• _What to work on_
Below are the records; collect from them each line containing the string "introduced".

• _Data to examine_
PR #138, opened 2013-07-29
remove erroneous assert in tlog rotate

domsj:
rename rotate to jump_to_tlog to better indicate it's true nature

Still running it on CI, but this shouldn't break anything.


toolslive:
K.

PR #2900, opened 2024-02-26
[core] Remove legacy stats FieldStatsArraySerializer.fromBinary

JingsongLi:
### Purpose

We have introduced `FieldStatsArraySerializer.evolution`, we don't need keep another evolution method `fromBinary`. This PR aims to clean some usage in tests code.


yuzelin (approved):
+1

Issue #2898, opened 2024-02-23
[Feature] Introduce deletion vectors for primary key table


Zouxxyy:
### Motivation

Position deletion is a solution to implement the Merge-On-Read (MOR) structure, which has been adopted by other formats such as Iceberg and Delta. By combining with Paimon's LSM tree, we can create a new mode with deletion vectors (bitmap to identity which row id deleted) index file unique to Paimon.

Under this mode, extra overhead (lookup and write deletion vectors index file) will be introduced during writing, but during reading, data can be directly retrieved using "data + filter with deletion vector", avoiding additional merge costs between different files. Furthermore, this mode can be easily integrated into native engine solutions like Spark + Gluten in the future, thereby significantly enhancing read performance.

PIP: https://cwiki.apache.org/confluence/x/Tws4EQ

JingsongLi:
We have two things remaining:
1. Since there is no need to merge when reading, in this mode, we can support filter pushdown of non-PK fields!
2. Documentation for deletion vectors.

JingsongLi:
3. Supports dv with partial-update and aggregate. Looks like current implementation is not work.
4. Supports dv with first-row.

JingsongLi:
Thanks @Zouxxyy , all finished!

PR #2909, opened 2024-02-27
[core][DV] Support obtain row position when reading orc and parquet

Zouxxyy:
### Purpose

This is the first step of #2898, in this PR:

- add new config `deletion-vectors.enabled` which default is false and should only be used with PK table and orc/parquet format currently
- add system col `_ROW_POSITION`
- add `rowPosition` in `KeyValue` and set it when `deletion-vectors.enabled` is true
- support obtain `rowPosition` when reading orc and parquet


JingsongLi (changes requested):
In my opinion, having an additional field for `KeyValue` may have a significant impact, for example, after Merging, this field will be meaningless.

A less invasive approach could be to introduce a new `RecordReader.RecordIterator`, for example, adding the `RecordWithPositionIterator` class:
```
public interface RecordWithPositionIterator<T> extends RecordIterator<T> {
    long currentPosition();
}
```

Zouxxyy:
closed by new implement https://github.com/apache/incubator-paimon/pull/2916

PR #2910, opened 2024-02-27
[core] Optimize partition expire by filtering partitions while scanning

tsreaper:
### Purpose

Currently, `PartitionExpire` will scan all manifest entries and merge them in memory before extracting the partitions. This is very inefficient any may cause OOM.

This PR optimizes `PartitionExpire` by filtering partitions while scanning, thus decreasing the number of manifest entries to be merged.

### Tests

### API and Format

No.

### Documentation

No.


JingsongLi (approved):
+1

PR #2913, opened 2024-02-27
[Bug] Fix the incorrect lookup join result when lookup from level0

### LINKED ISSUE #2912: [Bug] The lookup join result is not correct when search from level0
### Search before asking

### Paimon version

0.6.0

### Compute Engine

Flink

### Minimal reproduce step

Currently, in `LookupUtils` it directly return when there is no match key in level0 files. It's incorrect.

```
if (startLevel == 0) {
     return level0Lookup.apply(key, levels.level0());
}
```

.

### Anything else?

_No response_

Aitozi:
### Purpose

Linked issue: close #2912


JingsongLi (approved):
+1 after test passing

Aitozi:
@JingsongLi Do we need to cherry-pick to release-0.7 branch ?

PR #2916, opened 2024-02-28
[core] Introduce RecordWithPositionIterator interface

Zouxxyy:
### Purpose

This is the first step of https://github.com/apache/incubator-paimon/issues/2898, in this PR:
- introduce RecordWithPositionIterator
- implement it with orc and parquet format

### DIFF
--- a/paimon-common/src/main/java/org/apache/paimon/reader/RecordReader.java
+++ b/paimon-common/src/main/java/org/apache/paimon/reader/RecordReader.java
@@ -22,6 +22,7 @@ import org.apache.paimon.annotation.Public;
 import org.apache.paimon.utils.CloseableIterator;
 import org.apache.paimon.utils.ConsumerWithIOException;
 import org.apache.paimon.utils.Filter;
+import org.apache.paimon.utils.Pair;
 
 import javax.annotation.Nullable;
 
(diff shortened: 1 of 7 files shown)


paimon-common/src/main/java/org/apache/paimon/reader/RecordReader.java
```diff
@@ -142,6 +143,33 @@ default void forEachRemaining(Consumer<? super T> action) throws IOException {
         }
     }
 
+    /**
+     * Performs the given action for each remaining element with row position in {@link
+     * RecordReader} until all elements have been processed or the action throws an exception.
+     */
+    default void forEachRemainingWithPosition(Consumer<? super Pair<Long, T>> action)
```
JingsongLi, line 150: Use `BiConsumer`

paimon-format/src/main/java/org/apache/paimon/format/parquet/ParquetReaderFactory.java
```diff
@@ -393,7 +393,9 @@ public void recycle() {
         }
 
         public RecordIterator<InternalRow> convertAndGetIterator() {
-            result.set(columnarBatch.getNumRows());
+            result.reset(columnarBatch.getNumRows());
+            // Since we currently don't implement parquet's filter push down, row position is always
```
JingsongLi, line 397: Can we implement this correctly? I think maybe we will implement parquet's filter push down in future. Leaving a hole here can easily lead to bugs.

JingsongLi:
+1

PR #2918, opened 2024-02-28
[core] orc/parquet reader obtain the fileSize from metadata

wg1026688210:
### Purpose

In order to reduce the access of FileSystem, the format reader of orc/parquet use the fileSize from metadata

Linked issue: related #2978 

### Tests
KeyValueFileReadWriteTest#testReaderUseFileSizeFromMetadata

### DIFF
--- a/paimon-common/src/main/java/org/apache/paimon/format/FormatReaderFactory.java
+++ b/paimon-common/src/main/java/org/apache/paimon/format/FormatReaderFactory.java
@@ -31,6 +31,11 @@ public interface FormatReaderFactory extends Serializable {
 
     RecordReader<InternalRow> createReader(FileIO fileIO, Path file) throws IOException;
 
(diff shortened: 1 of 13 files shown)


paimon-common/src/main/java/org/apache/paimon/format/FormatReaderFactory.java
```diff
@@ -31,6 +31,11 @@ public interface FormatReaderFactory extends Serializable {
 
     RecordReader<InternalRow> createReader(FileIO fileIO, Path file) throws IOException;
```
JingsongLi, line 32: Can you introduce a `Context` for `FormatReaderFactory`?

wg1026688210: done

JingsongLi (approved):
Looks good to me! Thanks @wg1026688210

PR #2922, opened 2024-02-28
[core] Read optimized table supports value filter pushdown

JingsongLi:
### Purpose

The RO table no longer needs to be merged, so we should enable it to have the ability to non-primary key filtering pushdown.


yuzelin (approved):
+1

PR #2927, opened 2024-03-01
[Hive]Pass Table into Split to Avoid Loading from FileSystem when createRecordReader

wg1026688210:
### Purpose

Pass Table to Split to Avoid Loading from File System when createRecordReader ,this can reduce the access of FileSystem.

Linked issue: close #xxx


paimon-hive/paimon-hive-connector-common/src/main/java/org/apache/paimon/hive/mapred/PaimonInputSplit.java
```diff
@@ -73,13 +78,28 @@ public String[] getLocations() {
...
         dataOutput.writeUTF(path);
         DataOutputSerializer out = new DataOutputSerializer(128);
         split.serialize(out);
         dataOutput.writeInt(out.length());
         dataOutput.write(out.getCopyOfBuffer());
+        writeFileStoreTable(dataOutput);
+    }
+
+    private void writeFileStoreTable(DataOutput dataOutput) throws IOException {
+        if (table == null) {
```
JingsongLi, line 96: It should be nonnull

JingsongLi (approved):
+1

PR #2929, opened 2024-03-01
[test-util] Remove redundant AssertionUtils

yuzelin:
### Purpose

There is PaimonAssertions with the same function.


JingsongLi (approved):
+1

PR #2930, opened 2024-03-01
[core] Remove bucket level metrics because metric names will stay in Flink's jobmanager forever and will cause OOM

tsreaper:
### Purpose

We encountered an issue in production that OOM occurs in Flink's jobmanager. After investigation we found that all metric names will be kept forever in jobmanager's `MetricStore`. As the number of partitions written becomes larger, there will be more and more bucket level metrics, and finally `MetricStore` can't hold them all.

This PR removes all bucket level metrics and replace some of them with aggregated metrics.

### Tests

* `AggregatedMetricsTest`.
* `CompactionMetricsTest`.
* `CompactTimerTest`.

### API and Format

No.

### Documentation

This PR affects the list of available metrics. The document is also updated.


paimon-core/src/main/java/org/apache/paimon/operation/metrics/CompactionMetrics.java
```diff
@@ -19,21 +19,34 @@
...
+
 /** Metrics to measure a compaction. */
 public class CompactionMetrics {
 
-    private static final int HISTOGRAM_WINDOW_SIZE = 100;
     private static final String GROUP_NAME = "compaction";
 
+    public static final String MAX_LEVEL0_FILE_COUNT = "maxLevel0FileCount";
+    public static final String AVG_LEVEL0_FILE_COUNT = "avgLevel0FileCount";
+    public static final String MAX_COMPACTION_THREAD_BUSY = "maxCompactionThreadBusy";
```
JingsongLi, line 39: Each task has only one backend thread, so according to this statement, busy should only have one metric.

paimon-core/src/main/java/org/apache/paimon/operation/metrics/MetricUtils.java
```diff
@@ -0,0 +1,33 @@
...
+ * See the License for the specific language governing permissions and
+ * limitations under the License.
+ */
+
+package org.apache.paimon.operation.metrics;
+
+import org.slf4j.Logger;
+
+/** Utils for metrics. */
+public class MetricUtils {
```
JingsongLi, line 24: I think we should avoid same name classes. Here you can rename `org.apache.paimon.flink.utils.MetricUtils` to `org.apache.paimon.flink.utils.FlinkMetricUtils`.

• _Output below_
We have introduced `FieldStatsArraySerializer.evolution`, we don't need keep another evolution method `fromBinary`. This PR aims to clean some usage in tests code.
Under this mode, extra overhead (lookup and write deletion vectors index file) will be introduced during writing, but during reading, data can be directly retrieved using "data + filter with deletion vector", avoiding additional merge costs between different files. Furthermore, this mode can be easily integrated into native engine solutions like Spark + Gluten in the future, thereby significantly enhancing read performance.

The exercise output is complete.